Quest’anno la Giornata Mondiale dell`Ambiente cade in un momento particolare: proprio a seguito delle dichiarazioni di alcuni giorni fa di Donald Trump. Il Presidente degli Stati Uniti ha, infatti, deciso di non ratificare l’Accordo di Parigi sul clima, il più cop-paris-perspective-cropped.pngimportante trattato degli ultimi anni per contrastare il surriscaldamento globale riducendo sensibilmente le emissioni di anidride carbonica ritenuta uno dei principali e più pericolosi gas serra.

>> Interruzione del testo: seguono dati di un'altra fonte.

Issue #942, opened 2019-12-13
WalletIntegrationTest assert exact amount of satoshis left in wallet


Christewart:
Currently in our `WalletIntegrationTest` we are not asserting the exact amount of satoshis that left the wallet, rather we are checking that we are within a given amount. 

https://github.com/bitcoin-s/bitcoin-s/blob/a811f4a6d7bebd0a8b2351766ab1acb479455586/wallet-test/src/test/scala/org/bitcoins/wallet/WalletIntegrationTest.scala#L116-L121

We should not use ranges when asserting tests on wallet balances as all wallet transfers should be deterministic and assertable.

PR #884, opened 2019-11-21
Add comments indicating what time unit eclair sends things in for the…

L’Accordo sul clima era stato raggiunto nel dicembre 2015 da 195 paesi tra cui gli Stati Uniti con la precedente amministrazione Obama.

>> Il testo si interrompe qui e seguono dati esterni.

PR #1200, opened 2020-03-06
Add single signer docs to TxBuilder docs

### LINKED ISSUE #1196: Add documentation to website about UTXOSpendingInfoSingle and UTXOSpendingInfoFull
AFAICT there is no examples of how to use `UTXOSpendingInfoSingle` on the site. Here is where I _think_ it should be added as an example with [`TxBuilder`](https://bitcoin-s.org/docs/next/core/txbuilder). Basically how to sign a multisig using multiple `UTXOSpendingInfoSingle` where we are pretending that we have a Alice, Bob, and Carol situation.

benthecarman:
Closes #1196

### DIFF
--- a/docs/core/txbuilder.md
+++ b/docs/core/txbuilder.md
@@ -3,7 +3,7 @@ id: txbuilder
 title: TxBuilder example
 ---
 
-Bitcoin-S features a transaction buidlder that constructs and signs Bitcoin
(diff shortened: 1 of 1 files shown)


Christewart:
So what I was envisioning here is to actually _fully_ sign the multisig using the single utxo's and then show how to aggregate the signature as if this user was on separate machines.

PR #1962, opened 2020-09-02
 Rework ChainHandler.nextBlockHeadersBatchRange() to make sure the stopHash we return is in the best chain we have

### LINKED ISSUE #1919: Filter headers failing to sync

Christewart:
Attempts to fix #1919 

Previously inside of `ChainHandler.nextBlockHeaderBatchRange` we wouldn't check that the `stopHash` we were returning is _actually_ part of our best blockchain. This fixes this problem. I'm wondering if this problem happens with `ChainHandler.nextFilterHeaderBatchRange()` we as well, but i haven't investigated.

### DIFF
--- a/chain-test/src/test/scala/org/bitcoins/chain/blockchain/ChainHandlerTest.scala
+++ b/chain-test/src/test/scala/org/bitcoins/chain/blockchain/ChainHandlerTest.scala
@@ -474,6 +474,54 @@ class ChainHandlerTest extends ChainDbUnitTest {
       }
   }
 
+  it must "generate the correct range of block filters if a header is reorged" in {
+    chainHandler: ChainHandler =>
+      val reorgFixtureF = buildChainHandlerCompetingHeaders(chainHandler)
+      val chainHandlerF = reorgFixtureF.map(_.chainApi)
+      val newHeaderBF = reorgFixtureF.map(_.headerDb1)
+      val newHeaderCF = reorgFixtureF.map(_.headerDb2)
+      val batchSize = 100
+
+      //two competing headers B,C built off of A
+      //so just pick the first headerB to be our next block header batch
+      val assert1F = for {
+        chainHandler <- chainHandlerF
+        newHeaderB <- newHeaderBF
+        blockHeaderBatchOpt <- chainHandler.nextBlockHeaderBatchRange(
+          prevStopHash = ChainTestUtil.regTestGenesisHeaderDb.hashBE,
+          batchSize = batchSize)
+        count <- chainHandler.getBlockCount()
+      } yield {
+        assert(count == 1)
+        assert(blockHeaderBatchOpt.isDefined)
+        val Some((height, hash)) = blockHeaderBatchOpt
+        assert(newHeaderB.hash == hash)
+        assert(newHeaderB.height == height)
+      }
+
+      //now let's build a new block header ontop of C and process it
+      //when we call chainHandler.nextBlockHeaderBatchRange it
+      //should be C's hash instead of B's hash
+      for {
+        _ <- assert1F
+        chainHandler <- chainHandlerF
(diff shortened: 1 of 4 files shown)


chain-test/src/test/scala/org/bitcoins/chain/blockchain/ChainHandlerTest.scala
```diff
@@ -474,6 +474,54 @@ class ChainHandlerTest extends ChainDbUnitTest {
...
+        count <- chainHandler.getBlockCount()
+      } yield {
+        assert(count == 1)
+        assert(blockHeaderBatchOpt.isDefined)
+        val Some((height, hash)) = blockHeaderBatchOpt
+        assert(newHeaderB.hash == hash)
+        assert(newHeaderB.height == height)
+      }
+
+      //now let's build a new block header ontop of C and process it
```
benthecarman, line 502: nit: 
> ontop

on top

chain/src/main/scala/org/bitcoins/chain/blockchain/ChainHandler.scala
```diff
@@ -147,21 +147,51 @@ case class ChainHandler(
...
-        throw UnknownBlockHeight(s"Unknown header height ${stopHeight}"))
-    } yield {
-      if (startHeight > stopHeight)
-        None
-      else
-        Some((startHeight, stopBlock.hashBE.flip))
-    }
+      height <- startHeightF
+      inMemoryBlockchains =
+        blockchains.filter(_.find(_.height == height).isDefined)
```
benthecarman, line 154: can replace `_.find(..).isDefined` with `_.exists`

chain/src/main/scala/org/bitcoins/chain/blockchain/ChainHandler.scala
```diff
@@ -147,21 +147,51 @@ case class ChainHandler(
...
+            Future.successful(hashHeightOpt)
+          } else {
+            //fetch from database
+            val chainsF = blockHeaderDAO.getBlockchainsBetweenHeights(
+              from = height,
+              to = height + batchSize)
+
+            val hashHeightOptF = for {
+              chains <- chainsF
+            } yield getBestChainAtHeight(height, chains)
```
benthecarman, line 169: shouldn't this `height` be what we had before?

```
stopHeight = if (startHeight - 1 + batchSize > blockCount) blockCount
			 else startHeight - 1 + batchSize
```

core/src/main/scala/org/bitcoins/core/api/chain/db/BlockHeaderDb.scala
```diff
@@ -27,6 +27,8 @@ case class BlockHeaderDb(
 
     blockHeader
   }
+
+  lazy val hash: DoubleSha256Digest = hashBE.flip
```
benthecarman, line 31: Should look for other places we can do this

PR #1972, opened 2020-09-04
Add chainHash to ChainParams

benthecarman:
So we don't need to use `chain.genesisBlock.blockHeader.hash` every time we wan the genesis block hash. Will be nice for DLCs/LN that have `chain_hash` defined as this as well


core/src/main/scala/org/bitcoins/core/protocol/blockchain/ChainParams.scala
```diff
@@ -48,6 +42,10 @@ sealed abstract class ChainParams {
   /** The Genesis [[org.bitcoins.core.protocol.blockchain.Block Block]] in the blockchain. */
   def genesisBlock: Block
 
+  def chainHash: DoubleSha256Digest = genesisBlock.blockHeader.hash
```
Christewart: Can we call it `genesisHash`? `chainHash` is a bit ambiguous as a blockchain as a bunch of hashes

Christewart (approved):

La procedura per uscire dall’accordo richiede quattro anni e potrebbe innescare una situazione di squilibrio da parte degli altri Stati che, in assenza di un partner così importante come gli Stati Uniti, potrebbero avere gravi difficoltà a mantenere l’intesa.

Quest’anno i riflettori si accendono sulla necessità per l’uomo di recuperare un rapporto con l’ambiente più sano, consapevole, e con lo slogan “riconnettersi alla natura” invita tutti ad uscire all’aperto.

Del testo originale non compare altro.